What is the easiest way to get my hands on one of these bits.
And what size would i need for a 97 golf driveaxle, 8mm, 10mm, or 12mm?


----------



## Eganx (Apr 30, 2004)

*Re: Where to find a 12 point metric bit (triple square)?????? (Eracer89)*

go to auto zone, they have them.


----------



## Eracer89 (Jul 23, 2007)

are you sure, i went to advance auto parts and they didn't have any. And i thought the stores were pretty much the same.


----------



## Eganx (Apr 30, 2004)

*Re: (Eracer89)*

I have bought them at autozone and o'rileys. they were cheaper at o'rileys though


----------



## wjbski (Feb 1, 2003)

*Re: (Eganx)*

look for the name _Lisle_, they make a decent set for around $20. I bought a set at Sears, but if only need the one size for the axle shafts, buy a high quality one from Snap-on or Mac. It will last for years, plus you can always get a new one under warranty.


----------



## ABA Scirocco (May 30, 2001)

*Re: (wjbski)*

For the axles, you need the 8mm. If you do a lot of work on your car, you might be better off getting a whole set, the 10mm fits the starter bolts on some VW's and 12mm fit the head bolts.


----------



## Eracer89 (Jul 23, 2007)

alright thanks for the help guys...i just went to my local NAPA and got an 8mm and it worked out great...thanks


----------



## mechsoldier (Aug 14, 2004)

*Re: (Eracer89)*

Good glad you didn't waste your money on the snapon junk...
Snap-on, there is a difference....the price


----------



## 92mkII (Jan 11, 2008)

*Re: (mechsoldier)*

After looking all over, I found mine through J. C. Whitney.


----------



## phatvw1 (Apr 11, 2001)

Got mine at the local NAPA... funny part was the new kid didn't know what the hell I was talking about, only to have the old dude come up and ask: "It's for a european car, right?" and told the kid which page to find it in their catalog.


----------



## 4RingsRuleALL (Mar 25, 2004)

Sears


----------



## Neon Washer Nozzle (Mar 19, 2004)

*Re: Where to find a 12 point metric bit (Eganx)*


_Quote, originally posted by *Eganx* »_go to auto zone, they have them.

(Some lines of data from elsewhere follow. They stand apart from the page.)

PR #282, opened 2016-10-24
Add endpoint to list secrets in batches

jbpeirce:
This adds an endpoint to both the automation and admin APIs to list secrets in batches, specified by an index into a list of the secrets sorted by creation date from oldest to newest, and a number of secrets after that index to retrieve.  

The fact that an index of 0 retrieves the oldest secret is not necessarily the most convenient for a user querying secrets.  However, if the automation endpoint is used to iterate over secrets in batches, querying from newest to oldest would run into unexpected repeated secrets, and overlooked new secrets, if a secret was created between one batch and the next.  Querying from oldest to newest avoids this potential bug.

### DIFF
--- a/cli/src/main/java/keywhiz/cli/commands/ListAction.java
+++ b/cli/src/main/java/keywhiz/cli/commands/ListAction.java
@@ -24,8 +24,9 @@ import keywhiz.cli.Printing;
 import keywhiz.cli.configs.ListActionConfig;
 import keywhiz.client.KeywhizClient;
 
-public class ListAction implements Runnable {
+import static com.google.common.base.Preconditions.checkArgument;
 
+public class ListAction implements Runnable {
   private final ListActionConfig listActionConfig;
   private final KeywhizClient keywhizClient;
   private final Printing printing;
@@ -37,7 +38,7 @@ public class ListAction implements Runnable {
   }
 
   @Override public void run() {
-    List<String> listOptions = listActionConfig.listOptions;
+    List<String> listOptions = listActionConfig.listType;
     if (listOptions == null) {
       try {
         printing.printAllSanitizedSecrets(keywhizClient.allSecrets());
@@ -61,7 +62,19 @@ public class ListAction implements Runnable {
           break;
 
         case "secrets":
-          printing.printAllSanitizedSecrets(keywhizClient.allSecrets());
+          if (listActionConfig.idx == null && listActionConfig.num == null) {
+            printing.printAllSanitizedSecrets(keywhizClient.allSecrets());
+          } else if (listActionConfig.idx != null && listActionConfig.num != null) {
+            checkArgument(listActionConfig.idx >= 0);
+            checkArgument(listActionConfig.num >= 0);
+            if (listActionConfig.newestFirst == null) {
+              printing.printAllSanitizedSecrets(keywhizClient.allSecretsBatched(listActionConfig.idx, listActionConfig.num, true));
+            }  else {
+              printing.printAllSanitizedSecrets(keywhizClient.allSecretsBatched(listActionConfig.idx, listActionConfig.num, listActionConfig.newestFirst));
+            }
+          } else {
+            throw new AssertionError("Both idx and num must be provided for batched secret queries");
+          }
           break;
 
         default:
--- a/cli/src/main/java/keywhiz/cli/configs/ListActionConfig.java
+++ b/cli/src/main/java/keywhiz/cli/configs/ListActionConfig.java
@@ -24,5 +24,14 @@ import java.util.List;
 public class ListActionConfig {
 
   @Parameter(description = "[<groups|clients|secrets>]")
-  public List<String> listOptions;
+  public List<String> listType;
+
+  @Parameter(names = "--idx", description = "Index to start retrieving secrets (valid only with 'secrets'; requires --num to also be specified)")
+  public Integer idx;
+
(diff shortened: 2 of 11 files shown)


server/src/main/java/keywhiz/service/daos/SecretSeriesDAO.java
```diff
@@ -182,6 +184,21 @@ public int setCurrentVersion(long secretId, long secretContentId) {
     return ImmutableList.copyOf(r);
   }
 
+  public ImmutableList<SecretSeries> getSecretSeriesBatched(int idx, int num) {
```
jbpeirce: Good point (I'm not certain how MySQL handles negative values, but it should be avoided)

server/src/test/java/keywhiz/service/resources/automation/v2/SecretResourceTest.java
```diff
@@ -524,6 +524,61 @@ private void checkSecretVersions(List<SecretDetailResponseV2> versions, String n
...
+        .groups("group16b")
+        .build());
+
+    // check limiting by batch (hard to test because the batch results heavily depend on other
+    // tests, which may be run in parallel)
+    List<String> s1 = listBatch(0, 2);
+    assertThat(s1.size()).isEqualTo(2);
+  }
+
+  @Test public void secretListingBatch_failure() throws Exception {
```
stfinney: 👍 for the often forgotten step of testing bad inputs.

stfinney:
LGTM

cli/src/main/java/keywhiz/cli/commands/ListAction.java
```diff
@@ -61,7 +60,16 @@ public ListAction(ListActionConfig listActionConfig, KeywhizClient client, Print
           break;
 
         case "secrets":
-          printing.printAllSanitizedSecrets(keywhizClient.allSecrets());
+          if (listActionConfig.idx == null && listActionConfig.num == null) {
+            printing.printAllSanitizedSecrets(keywhizClient.allSecrets());
+          } else if (listActionConfig.idx != null && listActionConfig.num != null) {
+            if (listActionConfig.idx < 0 || listActionConfig.num < 0) {
```
alokmenghrajani: `checkArgument(listActionConfig.idx >= 0)` is more succinct/readable.

server/src/main/java/keywhiz/service/resources/admin/SecretsResource.java
```diff
@@ -141,6 +141,29 @@ protected SanitizedSecret retrieveSecret(@Auth User user, String name) {
...
+   *
+   * @excludeParams user
+   * @param idx the first index to select in a list of secrets sorted by creation time
+   * @param num the number of secrets after idx to select in the list of secrets
+   *
+   * @description Returns a list of secret names for this user, limited by the input idx and num
+   * Used by Keywhiz CLI and the web ui.
+   * @responseMessage 200 Found and retrieved Secret(s)
+   */
+  @Path("batch/{idx}-{num}")
```
alokmenghrajani: You could have kept the current API to list all secrets and added an optional idx/num (query parameter).

I feel idx and num are poor choices for path parameters.

stfinney:
Given the change to query params instead of path for idx/num, is it worth changing (in a separate PR) for the other endpoint that has a similar functionality?

`GET
  @Path("{name}/versions/{versionIdx}-{numVersions}")
  @Produces(APPLICATION_JSON)
  public Iterable<SecretDetailResponseV2> secretVersions(@Auth AutomationClient automationClient,
      @PathParam("name") String name, @PathParam("versionIdx") int versionIdx,
      @PathParam("numVersions") int numVersions) {`

This is still new so presumably the only thing making use of it is SA? So maybe not that hard to change, for the sake of a more consistent API.

cli/src/main/java/keywhiz/cli/commands/ListAction.java
```diff
@@ -61,7 +62,19 @@ public ListAction(ListActionConfig listActionConfig, KeywhizClient client, Print
           break;
 
         case "secrets":
-          printing.printAllSanitizedSecrets(keywhizClient.allSecrets());
+          if (listActionConfig.idx == null && listActionConfig.num == null) {
+            printing.printAllSanitizedSecrets(keywhizClient.allSecrets());
+          } else if (listActionConfig.idx != null && listActionConfig.num != null) {
+            checkArgument(listActionConfig.idx >= 0);
+            checkArgument(listActionConfig.num >= 0);
```
alokmenghrajani: `listActionConfig.num > 0`

cli/src/main/java/keywhiz/cli/configs/ListActionConfig.java
```diff
@@ -24,5 +24,14 @@
...
-  public List<String> listOptions;
+  public List<String> listType;
+
+  @Parameter(names = "--idx", description = "Index to start retrieving secrets (valid only with 'secrets'; requires --num to also be specified)")
+  public Integer idx;
+
+  @Parameter(names = "--num", description = "Number of secrets to retrieve after index (valid only with 'secrets'; requires --idx to also be specified)")
+  public Integer num;
+
+  @Parameter(names = "--newestFirst", description = "Whether to batch the secrets from newest creation date first.  Defaults to 'true' (valid only with 'secrets'; requires --idx and --num to also be specified)")
```
alokmenghrajani: nit: you could call this parameter `order` and then add various options down the road if needed (e.g. newest, oldest, byId, bySomethingElse, etc.).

Autozone isn't quite a nationwide chain. Some places don't have AZ stores, and some places have stores that are under a different name but are still part of the AZ chain.
But if you do go to AZ they do carry the tool. Most likely you had someone helping you who didn't know what he was taking about. When you get the tool from AZ they come in a set of 4 and it has the size for the axle and the size for the cylinder head bolts as well. 
Next time I am there I will write down the stock number on the tool for people to take with them to Autozone.


----------



## rudy22 (Dec 7, 2007)

*Re: Where to find a 12 point metric bit (Neon Washer Nozzle)*

I bought a set at CarQuest for cheap. They were made by Lisle, good tools. Sears has them for more $$$, same thing.


----------



## MK3KC (Oct 14, 2007)

*Re: Where to find a 12 point metric bit (rudy22)*

I've bought tools that have lasted forever from ACE Hardware. Wherever you get sockets and hand wrenches, get chrome vanadium. If you're going to use an electric impact anytime, chrome vanadium sockets aren't branded for them; you can get impact sockets and other tools from Harbor Freight, Sears, auto parts store, MAC, Snap-On, what have you.
The 4 pc XZN (6,8,10,12 mm) set I have is from Performance Tool (800-426-1262--call them and ask where you can get their product in your area), which I got from the O'Reilly store in KC for $4.99 ea. I bought two sets, broke a tip off the 8mm on a drive axle hub, but for $10, I couldn't go wrong.
The only places I've seen that need XZN for an MK3 are the head bolts, final drive hubs, and auto trans pumps.
Repost


----------



## Neon Washer Nozzle (Mar 19, 2004)

*Re: Where to find a 12 point metric bit (MK3KC)*


_Quote, originally posted by *MK3KC* »_
Repost

x 11 billion. This question comes up at least once a week


----------



## Mk-2 (Dec 9, 2007)

*Re: (mechsoldier)*


_Quote, originally posted by *mechsoldier* »_Good glad you didn't waste your money on the snapon junk...
Snap-on, there is a difference....the price









Hardly...


----------



## gtimitch (Nov 20, 2006)

*Re: (Mk-2)*


_Quote, originally posted by *Mk-2* »_
Hardly...









I don't know about that, I bought three sets of these tools from a variety of parts stores trying to disassemble my car for the rebuild and have destroyed all the sizes I need most -- go figure. The cost was mounting: 10$ x 3 + the aggravation of tarring up the fasteners and the back and forth to part stores.
To each his own -- but I finally ordered the set from Snap-On. For me I found the point of "enough is enough".


----------



## ABA Scirocco (May 30, 2001)

*Re: (gtimitch)*


_Quote, originally posted by *gtimitch* »_I don't know about that, I bought three sets of these tools from a variety of parts stores trying to disassemble my car for the rebuild and have destroyed all the sizes I need most -- go figure. The cost was mounting: 10$ x 3 + the aggravation of tarring up the fasteners and the back and forth to part stores.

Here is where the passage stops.